Some of these continue to exist but seem to lack adoption and/or prominent support.


Can you elaborate on this a little bit, I'm curious as to what you miss about them


Portable efficient application development that is higher level than C and without the bloat and unnecessary abstraction of Electron.

Also a distribution model that isn't dependent on a third party's app store.


Would a Java app, suit your circumstances?


Close, but there's no distribution since WebStart was killed off (rightly so it had unending vulnerabilities).


> (rightly so it had unending vulnerabilities)

That's exactly why those technologies died off. Flash and Java have massive security issues that neither Adobe nor Oracle are capable of fixing.

That said, you should be pretty happy about WASM then.


Can't you do nearly all of this with modern JavaScript?


HotJava Browser with the idea of being able to efficiently run sandboxed code.

There was briefly a thought that Chrome might bundle DartVM but the Dart v1 in the browser effort was a failure.
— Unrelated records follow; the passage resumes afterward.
PR #63, opened 2017-01-28
Fix null exception on page which require permission for unauth user

warlof:
Redirect unauth user to authentication page instead throwing a null exception.


leonjza:
Do you have a way to replicate the bug this fixes?

warlof:
will be fix at routes level

PR #65, opened 2017-02-05
Improved Tools>People Groups layout

BenHUET:
I found the feature awesome but hard to navigate and I think this rework is a bit clearer than the current one.

Current : 
old

After : 
new

Still no luck with DataTables tho since it does not handle rowspans in the tbody tag.


leonjza:
Oooh *very* nice thanks! 👍 Ill test as soon as possible!
People groups are going to be a *very* important feature when ESI comes into full swing.

PR #70, opened 2017-02-19
Modified cron statements to proper format. Changed from 6 positions to 5

moe-alabel:
Example: from */5 * * * * *  to */5 * * * *


leonjza:
Thanks for helping make SeAT more awesome 👍

PR #71, opened 2017-03-02
Added a "Corporation Characters" Option to Acl

SauerRam:

PR #74, opened 2017-03-06
Sso patch

SauerRam:


leonjza:
What is being patched here? I also think this PR is mixed with eveseat/web#71.

SauerRam:
An existing account triggering the sso activation in user profile will now update the account, not create an new one with the username of the character. So an existing custom Username account can now be sso enabled

warlof:
This fix will allow people with standard account to sign in with an eve account which has a different character name than the account name, right ?

Maybe a better fix could be to allow sso account to have a n:1 relation with classic account instead a 1:1 ?

Because actually, people can only link one eve account to one classic account whereas most of people have at least 2 characters on eve.

Maybe switch the sso credentials to people table and make the check on email address.
It also mean that people who want to sign in without an existing classic account have to provide an email address during authentication process.

leonjza:
Going to hold off on this for now. With ESI coming in to play, the account creation is probably going to be EVE SSO only anyways.

Thanks for you contributions in helping make SeAT more awesome though! 👍

PR #75, opened 2017-04-10
Add item and client filtering to wallet transactions

GunfighterJ:
Previously wallet transaction filtering would only filter by client name. This PR adds filtering for both client name and item name.


warlof:
Remember to add an index on the table on the clientName field ;)

GunfighterJ:
After further testing this doesn't work. It includes results from all characters. I will revise and recreate.

PR #80, opened 2017-06-24
improve tables usability by adding paginate on both header and footer

warlof:
improve tables usability by adding paginate on both header and footer as well as filter feature


leonjza:
🎉

PR #82, opened 2017-08-05
add status filters on industry tables for both character and corporation

warlof:
This improve industry view by adding filter toolbar and replace startDate by endDate

Request eveseat/seat#184
Depends on eveseat/eveapi#21

image

image


warlof:
fix responsive issue

image

PR #84, opened 2017-08-06
allow SeAT owner to overload theme using two custom css file

warlof:
- custom-layout-mini.css is used on login page
- custom-layout.css is used everywhere else

1) create one of the css file or both at the SeAT root directory
2) run `php artisan vendor:publish` in order to publish them

This feature must be used by user and not integrator which can access to header with `head stack`


warlof:
fixed according to discussion

publish step is non longer required

user have to put `custom-layout-mini.css` into `/var/www/seat/public` directory
and/or
user have to put `custom-layout.css` into `/var/www/seat/public` directory

PR #92, opened 2017-10-09
security hotfix which is providing a control on disabled account

warlof:


leonjza:
This confused the activation status based on emails vs account status.

PR #124, opened 2018-04-07
upgrade standing builder to ESI

warlof:
fix eveseat/seat#253


leonjza:
Was this tested? I can't import manually specified characters/corps nor import from other characters.

PR #201, opened 2022-11-14
Handle infinite timespan

einarmo:
Normal comparison doesn't handle this, because it's an extension from timeout. We generally care about it.


toondaey (approved):
lgtm

PR #202, opened 2022-11-21
Fix retry counting

einarmo:
The number of maximum retries should be equal to max-retries, and the logged attempt number should start at 1.


toondaey (approved):
lgtm

PR #204, opened 2023-01-18
Reload remote config after restart

einarmo:
The extractor would not properly enable remote config after restarting, since it kept the previous config. This meant that config changes were not picked up. This should fix that, making it so that if we enable remote config once, it is enabled in all future iterations as well.

### DIFF
--- a/ExtractorUtils/ExtractorRunner.cs
+++ b/ExtractorUtils/ExtractorRunner.cs
@@ -232,6 +232,8 @@ namespace Cognite.Extractor.Utils
                 catch { }
             }
 
+            bool usesRemoteConfig = false;
+
             Console.CancelKeyPress += CancelKeyPressHandler;
             while (!source.IsCancellationRequested)
             {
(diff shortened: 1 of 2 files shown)


ExtractorUtils/ExtractorRunner.cs
```diff
@@ -245,8 +247,7 @@ void CancelKeyPressHandler(object sender, ConsoleCancelEventArgs eArgs)
                 ConfigurationException? exception = null;
                 try
                 {
-                    bool usesRemoteConfig = false;
-                    if (options.AllowRemoteConfig && options.Config == null)
+                    if (options.AllowRemoteConfig && options.Config == null || usesRemoteConfig)
```
toondaey, line 250: I think the `usesRemoteConfig` here will always evaluate to `false` so checking it in the conditional might be redundant.

einarmo: It won't any more, I moved the bool outside the loop.

First iteration of the loop it is set to `true`.

toondaey: I didn't notice the loop, my bad.

toondaey (approved):

PR #238, opened 2023-03-22
Certificate authentication

einarmo:
This required adding .net 7 as a target, which caused a ton of warnings. This also fixes those.


toondaey (approved):
lgtm

PR #257, opened 2023-05-25
Remove api keys

einarmo:


toondaey (commented):
We should probably update the readme as well, removing all the references to API keys.
Also found a reference [here](https://github.com/cognitedata/dotnet-extractor-utils/blob/f1e660dec226b9ca7a968e6a3ea98794cc5564ab/ExtractorUtils/Cognite/DestinationUtils.cs#L219) and [here](https://github.com/cognitedata/dotnet-extractor-utils/blob/f1e660dec226b9ca7a968e6a3ea98794cc5564ab/docfx_project/tutorials/intro.md#L39)

toondaey (approved):
👍🏾

PR #272, opened 2023-06-28
Replace Cronos with NCrontab

einarmo:
It isn't any better, but there exists a strongly named version, so we don't have to strongly name it ourself


mathialo (approved):

toondaey (approved):
👍🏾

PR #294, opened 2023-08-30
Thread-proof authenticators

einarmo:
They are actually a little racy, this should help make them less prone to duplicate token requests.


ozangoktan (approved):
LGTM

PR #299, opened 2023-09-06
Add utility method for performing atomic updates

einarmo:
Needed for some stuff in the OPC-UA extractor.

### DIFF
--- a/Cognite.Extensions/DataModels/AtomicUpdateUtils.cs
+++ b/Cognite.Extensions/DataModels/AtomicUpdateUtils.cs
@@ -28,6 +28,8 @@ namespace Cognite.Extensions.DataModels
         /// should create a write by updating the given instances.
         /// May be called multiple times if the upsert fails with a conflict.</param>
         /// <param name="token">Cancellation token</param>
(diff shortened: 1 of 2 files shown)


Cognite.Extensions/DataModels/AtomicUpdateUtils.cs
```diff
@@ -0,0 +1,97 @@
...
+                        AutoCreateStartNodes = true,
+                    }, token).ConfigureAwait(false);
+                    return res;
+                }
+                catch (ResponseException ex)
+                {
+                    if (ex.Code == 409 && ex.Message == "A version conflict caused the ingest to fail.")
+                    {
+                        // Try again right away
+                        continue;
```
ozangoktan, line 89: Not sure how many times this can happen, but there should be an upper limit for retries.

einarmo: Yeah, sure, it should be unlikely to happen at all, but a cap is probably smart...

ozangoktan (approved):
LGTM

PR #320, opened 2023-11-07
Better remote configuration

einarmo:
Create a config file that can be used for remote config. This also makes a few changes to make that more possible.

 - Allow scopes to be configured either as a list of strings, or as space separated strings.
 - Allow an empty "certificate" block
 - Improve handling of empty values.

### DIFF
--- a/ExtractorUtils/config/remote_config.yml
+++ b/ExtractorUtils/config/remote_config.yml
@@ -1,0 +1,39 @@
+# Sample configuration file for remote config. This can be used as remote config directly.
+
+cognite:
+    # The project to connect to in the API
+    project: ${COGNITE_PROJECT}
+    # Cognite service url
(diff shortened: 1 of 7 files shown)


ExtractorUtils/config/remote_config.yml
```diff
@@ -0,0 +1,39 @@
+# Sample configuration file for remote config. This can be used as remote config directly.
```
toondaey, line 1: Could this file have been included by mistake? Doesn't seem to be used.

ozangoktan (approved):
LGTM

ExtractorUtils/config/remote_config.yml
einarmo: It's a reference file, meant to be what this PR makes possible.

PR #332, opened 2023-11-16
Add option to set blocking resource counter capacity

einarmo:


Cognite.Common/BlockingResourceCounter.cs
```diff
@@ -72,13 +78,34 @@ public Task<int> Take(int count, bool shouldBlock)
...
+                Count += diff;
+
+                Monitor.PulseAll(_lock);
+            }
+        }
+
         /// <inheritdocs />
         public void Free(int count)
         {
+            if (count < 0) throw new ArgumentException("count must be greater than or equal to 0");
```
ozangoktan, line 104:
```suggestion
            if (count < 0) throw new ArgumentException("count must be greater than or equal to 0");
            if (count == 0) return;
```

ozangoktan (approved):
LGTM, added a suggestion that might be a good addition

PR #352, opened 2024-01-02
Try addressing test flakiness

ozangoktan:


einarmo (approved):
Slightly hard to tell what actually changed, but this is just using the xunit test output instead of the console, right? It might help?

ozangoktan:
> Slightly hard to tell what actually changed, but this is just using the xunit test output instead of the console, right? It might help?

Pretty much, yes.

PR #294, opened 2022-11-25
Set semantic headings

jiromaykin:
fixes https://github.com/open-formulieren/open-forms/issues/2267

### DIFF
--- a/src/components/FormStepSummary/index.js
+++ b/src/components/FormStepSummary/index.js
@@ -42,7 +42,9 @@ const FormStepSummary = ({slug, name, data, editStepText}) => {
   return (
     <div className={getBEMClassName('summary')}>
       <div className={getBEMClassName('summary__step-header')}>
-        <div className={getBEMClassName('summary__step-name')}>{name}</div>
+        <div className={getBEMClassName('summary__step-name')}>
+          <h3>{name}</h3>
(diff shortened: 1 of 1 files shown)


src/components/FormStepSummary/index.js
```diff
@@ -42,7 +42,9 @@ const FormStepSummary = ({slug, name, data, editStepText}) => {
   return (
     <div className={getBEMClassName('summary')}>
       <div className={getBEMClassName('summary__step-header')}>
-        <div className={getBEMClassName('summary__step-name')}>{name}</div>
+        <div className={getBEMClassName('summary__step-name')}>
+          <h3>{name}</h3>
+        </div>
```
sergei-maertens, line 47:
```suggestion
        <h3 className={getBEMClassName('summary__step-name')}>{name}</h3>
```
is there a reason we can't do this?

We really don't want to rely on global/browser-default styles for UI elements and every component needs to be explicitly styled via a BEM class name. Haven't checked how this looks, but this should look the same and be semantic, no?

jiromaykin: Yes, I think still works for accessibility - I might still need to set margins and font sizes.

sergei-maertens (approved):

Plan 9 OS, if only so that the wider Unix/Linux culture would have been knocked out of the trance that TUIs in Terminal Emulators are the pinnacle.


RSS

and

xmpp


I got here through a RSS link. Would still use XMPP if it there were other users on it.


RSS still seems to be alive in the podcasting world :-)


Has anyone said Visual Basic 6 yet? It was a pretty nice language and the ui design tools were really nice and intuitive.


My first language! Learned in 2001? Especially the form-builder was really nice!

Later on (2006-maybe?) I preffered writing in java, i.e. generics and for-each and checked-exceptions were awesome in my opinion, I think I solved like half of my programming problems by just importing TreeMap :D , but I still missed the VB6 form-builder :)


Google Inbox, Gmail is still not there.


Programming language in firmware.


Lotus Improv. Closest today are Quantrix and maybe Airtable.